■ TASK DIRECTIONS
Report every line of the data that includes "memory".

■ SUPPLIED INFORMATION
┌──
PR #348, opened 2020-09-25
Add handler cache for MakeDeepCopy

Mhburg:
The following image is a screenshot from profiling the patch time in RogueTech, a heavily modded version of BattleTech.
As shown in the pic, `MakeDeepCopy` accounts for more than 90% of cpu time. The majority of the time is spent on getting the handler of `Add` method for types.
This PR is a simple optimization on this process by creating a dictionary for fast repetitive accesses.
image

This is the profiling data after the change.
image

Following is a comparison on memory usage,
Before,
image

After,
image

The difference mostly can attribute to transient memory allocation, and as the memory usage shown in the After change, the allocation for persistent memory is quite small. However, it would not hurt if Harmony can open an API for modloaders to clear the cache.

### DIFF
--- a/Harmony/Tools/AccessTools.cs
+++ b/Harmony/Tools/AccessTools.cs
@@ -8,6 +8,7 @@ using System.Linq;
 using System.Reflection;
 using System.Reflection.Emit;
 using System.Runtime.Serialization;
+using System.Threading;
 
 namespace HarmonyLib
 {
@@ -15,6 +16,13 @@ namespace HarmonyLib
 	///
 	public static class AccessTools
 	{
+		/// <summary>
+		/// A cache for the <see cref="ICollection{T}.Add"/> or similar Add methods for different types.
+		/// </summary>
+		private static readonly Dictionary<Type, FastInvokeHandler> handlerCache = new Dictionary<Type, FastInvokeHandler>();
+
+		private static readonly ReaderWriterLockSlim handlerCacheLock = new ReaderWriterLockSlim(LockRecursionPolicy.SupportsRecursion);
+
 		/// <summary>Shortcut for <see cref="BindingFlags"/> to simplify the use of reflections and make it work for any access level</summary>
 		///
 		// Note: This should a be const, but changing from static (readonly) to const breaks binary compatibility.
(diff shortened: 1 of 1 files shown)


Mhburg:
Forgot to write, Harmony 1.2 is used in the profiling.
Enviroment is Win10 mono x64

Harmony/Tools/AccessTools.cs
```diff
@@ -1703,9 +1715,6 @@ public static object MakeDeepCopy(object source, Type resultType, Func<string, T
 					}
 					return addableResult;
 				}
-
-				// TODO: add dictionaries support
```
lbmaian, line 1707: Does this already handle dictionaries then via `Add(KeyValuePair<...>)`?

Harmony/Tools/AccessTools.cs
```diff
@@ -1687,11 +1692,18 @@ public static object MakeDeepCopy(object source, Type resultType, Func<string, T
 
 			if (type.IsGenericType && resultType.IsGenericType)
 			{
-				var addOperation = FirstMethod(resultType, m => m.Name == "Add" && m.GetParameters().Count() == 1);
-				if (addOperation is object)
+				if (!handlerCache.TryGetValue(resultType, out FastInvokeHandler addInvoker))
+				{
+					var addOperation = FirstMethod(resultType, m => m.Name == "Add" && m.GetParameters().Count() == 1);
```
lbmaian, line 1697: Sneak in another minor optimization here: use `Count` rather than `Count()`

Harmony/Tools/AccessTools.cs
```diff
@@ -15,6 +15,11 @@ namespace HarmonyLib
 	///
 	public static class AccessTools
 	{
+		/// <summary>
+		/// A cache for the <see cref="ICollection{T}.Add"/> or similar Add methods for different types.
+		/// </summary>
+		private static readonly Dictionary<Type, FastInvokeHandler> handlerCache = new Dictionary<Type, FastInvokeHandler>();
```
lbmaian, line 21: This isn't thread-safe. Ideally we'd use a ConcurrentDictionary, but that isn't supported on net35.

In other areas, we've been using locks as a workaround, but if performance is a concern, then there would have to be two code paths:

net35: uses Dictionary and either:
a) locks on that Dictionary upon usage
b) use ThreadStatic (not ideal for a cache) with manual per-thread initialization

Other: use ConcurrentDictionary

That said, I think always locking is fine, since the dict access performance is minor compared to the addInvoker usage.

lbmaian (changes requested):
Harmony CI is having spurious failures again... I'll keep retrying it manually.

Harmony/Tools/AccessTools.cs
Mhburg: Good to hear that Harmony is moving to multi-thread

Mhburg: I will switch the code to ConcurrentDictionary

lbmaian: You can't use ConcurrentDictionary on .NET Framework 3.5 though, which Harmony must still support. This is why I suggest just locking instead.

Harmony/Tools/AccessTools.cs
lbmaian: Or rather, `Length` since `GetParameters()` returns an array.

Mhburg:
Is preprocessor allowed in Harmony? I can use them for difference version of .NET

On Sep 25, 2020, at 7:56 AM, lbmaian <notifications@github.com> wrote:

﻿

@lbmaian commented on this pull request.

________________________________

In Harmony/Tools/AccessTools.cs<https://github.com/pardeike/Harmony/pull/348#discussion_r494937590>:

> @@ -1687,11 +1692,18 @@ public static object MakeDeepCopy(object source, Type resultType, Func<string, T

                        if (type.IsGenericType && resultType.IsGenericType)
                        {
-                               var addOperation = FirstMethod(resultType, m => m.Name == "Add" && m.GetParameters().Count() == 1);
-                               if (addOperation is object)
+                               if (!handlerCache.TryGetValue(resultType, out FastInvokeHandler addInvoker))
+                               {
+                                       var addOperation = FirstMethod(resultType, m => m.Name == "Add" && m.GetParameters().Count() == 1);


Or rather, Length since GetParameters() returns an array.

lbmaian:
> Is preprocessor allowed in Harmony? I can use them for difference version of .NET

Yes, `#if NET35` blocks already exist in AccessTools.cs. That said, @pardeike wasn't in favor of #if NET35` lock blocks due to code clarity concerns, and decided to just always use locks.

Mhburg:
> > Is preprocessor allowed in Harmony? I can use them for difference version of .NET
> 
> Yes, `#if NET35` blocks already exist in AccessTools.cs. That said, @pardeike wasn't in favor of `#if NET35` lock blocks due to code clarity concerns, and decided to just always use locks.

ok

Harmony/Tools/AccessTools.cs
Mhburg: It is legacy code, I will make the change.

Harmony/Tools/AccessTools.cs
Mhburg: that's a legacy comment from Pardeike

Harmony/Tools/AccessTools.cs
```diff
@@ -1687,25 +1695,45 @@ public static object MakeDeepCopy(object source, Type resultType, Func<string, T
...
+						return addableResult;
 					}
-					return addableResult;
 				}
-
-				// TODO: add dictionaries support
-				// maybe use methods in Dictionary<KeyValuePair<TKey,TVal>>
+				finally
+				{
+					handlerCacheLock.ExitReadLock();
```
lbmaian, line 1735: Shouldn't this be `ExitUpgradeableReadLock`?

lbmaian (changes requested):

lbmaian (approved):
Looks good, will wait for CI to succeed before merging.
└──
┌──
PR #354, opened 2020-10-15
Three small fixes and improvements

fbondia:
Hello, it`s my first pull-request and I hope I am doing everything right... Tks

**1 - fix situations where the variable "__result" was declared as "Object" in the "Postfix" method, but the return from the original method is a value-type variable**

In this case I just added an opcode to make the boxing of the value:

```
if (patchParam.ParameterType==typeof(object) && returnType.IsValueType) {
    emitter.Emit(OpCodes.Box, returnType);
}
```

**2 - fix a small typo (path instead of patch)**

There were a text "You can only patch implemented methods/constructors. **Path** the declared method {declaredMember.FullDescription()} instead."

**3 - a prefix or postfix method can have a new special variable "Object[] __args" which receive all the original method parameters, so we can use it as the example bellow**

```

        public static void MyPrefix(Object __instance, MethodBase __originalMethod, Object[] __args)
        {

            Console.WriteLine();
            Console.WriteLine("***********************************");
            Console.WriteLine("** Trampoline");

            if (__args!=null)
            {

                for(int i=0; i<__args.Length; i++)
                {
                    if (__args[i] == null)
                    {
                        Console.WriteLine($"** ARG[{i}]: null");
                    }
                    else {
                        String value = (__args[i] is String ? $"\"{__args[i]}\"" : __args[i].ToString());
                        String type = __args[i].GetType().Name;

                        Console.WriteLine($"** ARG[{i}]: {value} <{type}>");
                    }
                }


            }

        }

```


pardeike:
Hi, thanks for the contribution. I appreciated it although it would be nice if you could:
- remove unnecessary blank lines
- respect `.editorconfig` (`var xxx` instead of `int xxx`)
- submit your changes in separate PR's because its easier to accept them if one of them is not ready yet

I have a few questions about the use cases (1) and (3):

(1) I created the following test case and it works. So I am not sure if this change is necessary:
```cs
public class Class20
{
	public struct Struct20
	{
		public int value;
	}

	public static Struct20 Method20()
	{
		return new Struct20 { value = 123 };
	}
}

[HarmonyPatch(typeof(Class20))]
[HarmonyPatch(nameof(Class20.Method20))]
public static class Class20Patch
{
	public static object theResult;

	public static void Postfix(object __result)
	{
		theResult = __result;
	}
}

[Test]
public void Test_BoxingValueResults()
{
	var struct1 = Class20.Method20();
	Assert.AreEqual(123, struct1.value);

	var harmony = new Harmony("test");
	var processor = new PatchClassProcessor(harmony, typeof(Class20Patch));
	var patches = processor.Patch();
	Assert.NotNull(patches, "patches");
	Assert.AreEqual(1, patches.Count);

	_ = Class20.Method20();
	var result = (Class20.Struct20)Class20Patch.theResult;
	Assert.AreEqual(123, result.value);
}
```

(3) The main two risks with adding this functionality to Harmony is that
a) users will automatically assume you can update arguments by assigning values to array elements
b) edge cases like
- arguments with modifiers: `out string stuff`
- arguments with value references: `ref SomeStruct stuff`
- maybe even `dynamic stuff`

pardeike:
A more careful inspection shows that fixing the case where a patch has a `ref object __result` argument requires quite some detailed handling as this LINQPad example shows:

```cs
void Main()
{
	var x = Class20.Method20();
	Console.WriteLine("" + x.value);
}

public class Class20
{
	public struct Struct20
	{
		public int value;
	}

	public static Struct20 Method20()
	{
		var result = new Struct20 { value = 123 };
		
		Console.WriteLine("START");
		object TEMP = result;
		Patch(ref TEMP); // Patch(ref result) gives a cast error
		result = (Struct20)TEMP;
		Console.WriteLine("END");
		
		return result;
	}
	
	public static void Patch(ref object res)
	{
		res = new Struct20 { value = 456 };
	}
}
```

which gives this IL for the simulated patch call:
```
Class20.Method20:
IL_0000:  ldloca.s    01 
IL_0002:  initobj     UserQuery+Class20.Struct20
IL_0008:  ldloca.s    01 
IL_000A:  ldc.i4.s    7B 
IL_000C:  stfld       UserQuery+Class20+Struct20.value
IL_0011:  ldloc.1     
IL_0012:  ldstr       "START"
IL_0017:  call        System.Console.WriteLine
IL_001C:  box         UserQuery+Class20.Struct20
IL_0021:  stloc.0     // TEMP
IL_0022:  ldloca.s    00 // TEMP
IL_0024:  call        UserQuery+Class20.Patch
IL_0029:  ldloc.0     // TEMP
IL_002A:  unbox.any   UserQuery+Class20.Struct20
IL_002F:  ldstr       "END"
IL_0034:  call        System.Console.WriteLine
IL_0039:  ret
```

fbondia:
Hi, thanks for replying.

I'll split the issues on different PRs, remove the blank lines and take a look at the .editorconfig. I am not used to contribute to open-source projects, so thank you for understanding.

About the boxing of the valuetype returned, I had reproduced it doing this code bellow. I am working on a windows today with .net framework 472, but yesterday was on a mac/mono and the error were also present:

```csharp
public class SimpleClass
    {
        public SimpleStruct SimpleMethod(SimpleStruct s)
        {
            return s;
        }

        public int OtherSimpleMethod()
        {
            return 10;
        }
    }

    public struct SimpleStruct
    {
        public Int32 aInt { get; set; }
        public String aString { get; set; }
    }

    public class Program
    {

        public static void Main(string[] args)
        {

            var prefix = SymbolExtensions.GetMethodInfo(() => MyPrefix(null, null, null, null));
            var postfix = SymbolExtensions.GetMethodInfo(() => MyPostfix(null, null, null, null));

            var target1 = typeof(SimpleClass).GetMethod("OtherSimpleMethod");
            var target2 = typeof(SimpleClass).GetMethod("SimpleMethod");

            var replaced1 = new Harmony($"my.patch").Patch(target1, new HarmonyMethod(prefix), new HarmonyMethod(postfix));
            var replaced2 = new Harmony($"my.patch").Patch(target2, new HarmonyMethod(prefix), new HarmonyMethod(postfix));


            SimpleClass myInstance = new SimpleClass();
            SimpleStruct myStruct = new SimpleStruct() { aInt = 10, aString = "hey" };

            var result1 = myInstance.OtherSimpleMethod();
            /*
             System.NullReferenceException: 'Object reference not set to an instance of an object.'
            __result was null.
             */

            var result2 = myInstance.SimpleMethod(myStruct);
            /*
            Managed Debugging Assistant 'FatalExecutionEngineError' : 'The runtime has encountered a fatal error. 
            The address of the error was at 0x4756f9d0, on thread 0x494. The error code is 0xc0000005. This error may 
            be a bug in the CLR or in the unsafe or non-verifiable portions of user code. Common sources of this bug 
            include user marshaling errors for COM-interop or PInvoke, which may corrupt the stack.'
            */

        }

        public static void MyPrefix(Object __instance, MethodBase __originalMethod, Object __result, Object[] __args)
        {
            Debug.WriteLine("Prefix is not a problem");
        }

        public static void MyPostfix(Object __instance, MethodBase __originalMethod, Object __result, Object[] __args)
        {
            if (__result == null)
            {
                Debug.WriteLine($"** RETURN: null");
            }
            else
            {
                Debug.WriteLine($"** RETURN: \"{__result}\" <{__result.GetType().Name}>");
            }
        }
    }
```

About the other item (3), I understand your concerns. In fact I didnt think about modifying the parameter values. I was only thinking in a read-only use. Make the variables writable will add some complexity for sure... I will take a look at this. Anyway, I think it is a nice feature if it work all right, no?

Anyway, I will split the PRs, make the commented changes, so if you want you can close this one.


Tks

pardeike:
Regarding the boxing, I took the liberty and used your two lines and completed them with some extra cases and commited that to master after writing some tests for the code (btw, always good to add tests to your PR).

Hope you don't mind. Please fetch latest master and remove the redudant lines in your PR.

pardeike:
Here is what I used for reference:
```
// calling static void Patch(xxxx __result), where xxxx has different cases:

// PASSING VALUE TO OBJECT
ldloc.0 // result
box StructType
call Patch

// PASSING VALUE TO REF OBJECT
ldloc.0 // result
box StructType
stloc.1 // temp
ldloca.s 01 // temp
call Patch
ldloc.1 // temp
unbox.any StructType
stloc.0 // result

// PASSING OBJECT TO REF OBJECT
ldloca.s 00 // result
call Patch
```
└──
■ TASK RESPONSE
Following is a comparison on memory usage,
The difference mostly can attribute to transient memory allocation, and as the memory usage shown in the After change, the allocation for persistent memory is quite small. However, it would not hurt if Harmony can open an API for modloaders to clear the cache.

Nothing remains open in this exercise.